The belly of the Emirates plane that touched down in Dubai early Sunday from Brussels was stuffed with precious cargo: tens of thousands of doses of the Pfizer-BioNTech vaccine.
The arrival was part of an effort by the Middle East’s biggest airline to pivot from shuttling people to shipping cargo—and grabbing a central role in the global vaccine delivery race.
As the coronavirus pandemic continues to clobber the aviation industry, the disaster has hit long-haul carriers like Emirates hardest. So the airline is ferrying around the very substance it hopes will get passengers back into its seats and revive the flagging travel sector.
Over the weekend, workers scurried around the tarmac at the Dubai International Airport, unloading several aluminum containers crammed with vaccine vials and dry ice into a vast florescent-lit cargo terminal.
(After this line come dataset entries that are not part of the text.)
PR #684, opened 2023-01-09
Issue 683: Fix clear_dependent() to correctly remove dependents.

### LINKED ISSUE #683: PHP8.0 - deprecated
Deprecated: array_udiff(): Returning bool from comparison function is deprecated, return an integer less than, equal to, or greater than zero in /var/www/html/admin/tool/dataflows/classes/local/variables/var_value.php on line 172

jaypha:
Resolves #683

### DIFF
--- a/classes/local/variables/var_value.php
+++ b/classes/local/variables/var_value.php
@@ -164,13 +164,10 @@ class var_value extends var_node {
      * @param var_value $var
      */
     protected function clear_dependent(var_value $var) {
-        $this->dependents = array_udiff(
-            $this->dependents,
-            [$var],
-            function ($a, $b) {
-                return $a === $b;
-            }
-        );
+        $idx = array_search($var, $this->dependents, true);
+        if ($idx !== false) {
+            unset($this->dependents[$idx]);
+        }
     }
 
     /**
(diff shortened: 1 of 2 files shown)


classes/local/variables/var_value.php
```diff
@@ -164,13 +164,12 @@ public function evaluate(?callable $errorhandler = null) {
...
-            [$var],
-            function ($a, $b) {
-                return $a === $b;
+        foreach ($this->dependents as $idx => $dep) {
+            if ($dep === $var) {
+                unset($this->dependents[$idx]);
+                return;
             }
-        );
+        }
```
keevan, line 172: This change does make it easier to understand what's happening, personally I was not really familiar with array_udiff. 

Instead of having a loop, would using `array_search` make more sense here? For example:
```
$idx = array_search($var, $this->dependents, true);
unset($this->dependents[$idx]);
```

keevan (commented):
One small comment, the rest looks okay to me.

classes/local/variables/var_value.php
jaypha: array_udiff does not appear to work if the array elements do not have a defined order. If I use 0 for same, 1 for not same, it will fail.

jaypha: Thanks for the tip. I've been working with PHP for almost 20 years now, and there is still so much I don't know.

jaypha: Done

keevan (approved):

The key transit hub, previously used for the global shipment of pharmaceuticals, is now at the center of a growing vaccine supply network based in the United Arab Emirates. State-owned carrier Emirates already has delivered millions of doses to Latin America, South Africa and Egypt from major manufacturing hubs in India and elsewhere.
With 15,000 square meters (161,458 square feet) of refrigerated storage space, the sprawling facility can help maintain the required temperature controls for two of the leading COVID-19 vaccines that use the new vaccine technology messenger RNA, or mRNA. The Pfizer-BioNTech vaccine, reported as being 95% effective, must be preserved at the frigid temperature of negative 70 Celsius (minus 94 degrees Fahrenheit).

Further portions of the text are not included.